Input material
————

PR #4677, opened 2023-02-09
feat: Pass sync context into all sync flows

qingchm:
N.A.

In order to pass sync context information into all sync flows, which enables more information to be obtained when each sync flow executes

Pass in sync context object into all sync flow construction.

None.

#### Mandatory Checklist

- [x] Write/update unit tests
- [x] `make pr` passes
- [ ] Write documentation


samcli/commands/sync/command.py
```diff
@@ -348,14 +348,28 @@ def do_cli(
...
                         if watch:
                             execute_watch(
-                                template_file, build_context, package_context, deploy_context, dependency_layer, code
+                                template_file,
+                                build_context,
+                                package_context,
+                                deploy_context,
+                                dependency_layer,
+                                code,
+                                sync_context,
```
mndeveci, line 362: nit: can we combine context objects together (for other places as well) for readability?

mndeveci (commented):
Thanks for the change, LGTM! Left a small comment for readability

samcli/commands/sync/command.py
qingchm: Updated

mndeveci (approved):
Thanks for addressing the feedback, can you check why CI jobs are failing?

hnnasit (approved):
LGTM too

PR #4679, opened 2023-02-09
feat: implementation on the root command help text design

sriram-mv:
Screen Shot 2023-02-13 at 5 39 31 PM

N/A

This gives the tool better UX to showcase the lifecycles of the process and how one should view the process and how to get started.

N/A

#### Mandatory Checklist

- [x] Write/update unit tests
- [x] `make pr` passes
- [ ] Write documentation

### DIFF
--- a/samcli/cli/command.py
+++ b/samcli/cli/command.py
@@ -96,10 +96,13 @@ class BaseCommand(click.MultiCommand):
 
         return commands
 
-    def format_options(self, ctx, formatter):
-        # Re-order options so that they come after the commands.
+    def format_options(self, ctx: click.Context, formatter: RootCommandHelpTextFormatter):  # type: ignore
+        # NOTE(sriram-mv): `ignore` is put in place here for mypy even though it is the correct behavior,
+        # as the `formatter_class` can be set in subclass of Command. If ignore is not set,
+        # mypy raises argument needs to be HelpFormatter as super class defines it.
+        # NOTE(sriram-mv): Re-order options so that they come after the commands.
         self.format_commands(ctx, formatter)
-        opts = [RowDefinition(text="\n")]
+        opts = [RowDefinition(name="", text="\n")]
         for param in self.get_params(ctx):
             row = param.get_help_record(ctx)
             if row is not None:
@@ -114,6 +117,7 @@ class BaseCommand(click.MultiCommand):
             formatter.write_rd(
                 [
                     RowDefinition(
+                        name="",
                         text="\n",
                     ),
                     RowDefinition(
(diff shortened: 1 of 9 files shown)


samcli/cli/command.py
```diff
@@ -104,6 +96,117 @@ def _set_commands(package_names):
 
         return commands
 
+    def format_options(self, ctx, formatter):
+        # Re-order options so that they come after the commands.
+        self.format_commands(ctx, formatter)
+        opts = [RowDefinition(text="\n")]
+        for param in self.get_params(ctx):
+            rv = param.get_help_record(ctx)
```
mildaniel, line 104: nit: Can we be a bit more descriptive with the name? From first glance it wasn't 100% intuitive to me what `rv` meant.

samcli/cli/row_modifiers.py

————

Activity
Your response should consist of the listing, reproduced exactly.

Solution to this task
PR #4677, opened 2023-02-09
feat: Pass sync context into all sync flows

qingchm:
N.A.

In order to pass sync context information into all sync flows, which enables more information to be obtained when each sync flow executes

Pass in sync context object into all sync flow construction.

None.

#### Mandatory Checklist

- [x] Write/update unit tests
- [x] `make pr` passes
- [ ] Write documentation


samcli/commands/sync/command.py
```diff
@@ -348,14 +348,28 @@ def do_cli(
...
                         if watch:
                             execute_watch(
-                                template_file, build_context, package_context, deploy_context, dependency_layer, code
+                                template_file,
+                                build_context,
+                                package_context,
+                                deploy_context,
+                                dependency_layer,
+                                code,
+                                sync_context,
```
mndeveci, line 362: nit: can we combine context objects together (for other places as well) for readability?

mndeveci (commented):
Thanks for the change, LGTM! Left a small comment for readability

samcli/commands/sync/command.py
qingchm: Updated

mndeveci (approved):
Thanks for addressing the feedback, can you check why CI jobs are failing?

hnnasit (approved):
LGTM too

PR #4679, opened 2023-02-09
feat: implementation on the root command help text design

sriram-mv:
Screen Shot 2023-02-13 at 5 39 31 PM

N/A

This gives the tool better UX to showcase the lifecycles of the process and how one should view the process and how to get started.

N/A

#### Mandatory Checklist

- [x] Write/update unit tests
- [x] `make pr` passes
- [ ] Write documentation

### DIFF
--- a/samcli/cli/command.py
+++ b/samcli/cli/command.py
@@ -96,10 +96,13 @@ class BaseCommand(click.MultiCommand):
 
         return commands
 
-    def format_options(self, ctx, formatter):
-        # Re-order options so that they come after the commands.
+    def format_options(self, ctx: click.Context, formatter: RootCommandHelpTextFormatter):  # type: ignore
+        # NOTE(sriram-mv): `ignore` is put in place here for mypy even though it is the correct behavior,
+        # as the `formatter_class` can be set in subclass of Command. If ignore is not set,
+        # mypy raises argument needs to be HelpFormatter as super class defines it.
+        # NOTE(sriram-mv): Re-order options so that they come after the commands.
         self.format_commands(ctx, formatter)
-        opts = [RowDefinition(text="\n")]
+        opts = [RowDefinition(name="", text="\n")]
         for param in self.get_params(ctx):
             row = param.get_help_record(ctx)
             if row is not None:
@@ -114,6 +117,7 @@ class BaseCommand(click.MultiCommand):
             formatter.write_rd(
                 [
                     RowDefinition(
+                        name="",
                         text="\n",
                     ),
                     RowDefinition(
(diff shortened: 1 of 9 files shown)


samcli/cli/command.py
```diff
@@ -104,6 +96,117 @@ def _set_commands(package_names):
 
         return commands
 
+    def format_options(self, ctx, formatter):
+        # Re-order options so that they come after the commands.
+        self.format_commands(ctx, formatter)
+        opts = [RowDefinition(text="\n")]
+        for param in self.get_params(ctx):
+            rv = param.get_help_record(ctx)
```
mildaniel, line 104: nit: Can we be a bit more descriptive with the name? From first glance it wasn't 100% intuitive to me what `rv` meant.

samcli/cli/row_modifiers.py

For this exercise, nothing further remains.